The central thesis of the economic minds assembled is that we need to get more people working, urgently. This finally recognises the link between unemployment and growth whereas the treasury’s view has been entirely more sanguine on employment, which is that it’s getting better and isn’t quite so bad.
The treasury has not been sanguine about unemployment. [We have always said] the only way to deal with poverty is to create jobs.
The economy has come to the point where it is facing skills needs that won’t sustain growth in the long run.
Laced through the recommendations are critiques of policy gaps and gaffes that have hurt our exporting potential.
The nice thing about being a bureaucrat is you get to put ideas on the cards of politicians. We have grown on the demand-side of the economy, which should have told us we would run into constraints.
For a small developing country you don’t grow and grow sustainably by producing goods only you consume; you produce goods that rest of world can consume. Our export performance has been pedestrian compared with other emerging markets.
The fact is that jobs in export markets absorb low-skilled workers. Ask China.
How do we make ourselves a trading nation?
Through trade and industrial policies. Those fall within the competence of the department of trade and industry. If you read the recommendations they say that industrial incentives must be used for self-Âdiscovery, for new firms to be created in the tradable sector.
They do not say we should not have incentives, but when we create these, the important thing is to evaluate, evaluate, evaluate. You’ve got to constantly ask yourself if they are yielding [the required] outcomes and if they are failing, we should can them.
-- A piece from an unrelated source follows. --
Issue #5957, opened 2025-08-17
[Feature]: Refactor `omhttp` to modern state; upgrade to project-supported module


rgerhards:
### 💡 Feature Description:

Refactor and modernize `omhttp` along three axes:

I can smell trouble with the recommendations on BEE. The recommendations suggest that ownership, as a criterion, is downgraded to be of the same value as procurement, enterprise creation, training and employment. This, of course, will not sit easily with the mandarins for whom the BEE all is ownership and equity. The symbolic purpose of BEE is to create more and more Patrice Motsepes, who make it to the cover of Fortune magazine — real-life symbols of the coming of black power to more than just the political levers of the country?
Should we be giving more [BEE] marks for being export-oriented? For creating jobs. The recommendations talk of a balanced scorecard and say that, in practice, it’s not balanced enough. I don’t think it would have been possible for a South African to raise these issues [about BEE] or for a BEE businessperson or a white businessperson to raise. That’s the benefit of having outsiders giving us a dispassionate appraisal.
The economists say that immigration policy needs to be radically liberalised to bring in skilled workers who will create jobs. It’s been the same story for 10 years. Are you hopeful that we will ever becoming a skills importing nation leveraging off sunshine and lifestyle to attract people here?
I’m not Mr Msimang [Mavuso Msimang, the Director General of home affairs]. The clarion call in South Africa is that we should train our own, and that’s correct. But do you wait until you’ve trained your people or bring in people? Every skilled job that is filled carries or fulfils another two jobs. The whole world feels they can recruit our own [people] but we feel we can restrain our own and constrain ourselves from recruiting. It’s not Âlogical. Beautiful ideas die at the altar of politics.
Have you learned lessons from the Gear experience so that economic policy is not merely implemented but negotiated?
[Laughs] Gear was formulated in the middle of a crisis. We have breathing space but it does not mean it must be a Codesa-style negotiation. [A reference to the years long negotiation of the transfer of power.] In June we will hold a conference of South Africans from all walks of life; we will engage the unions and the broader elements of civil society.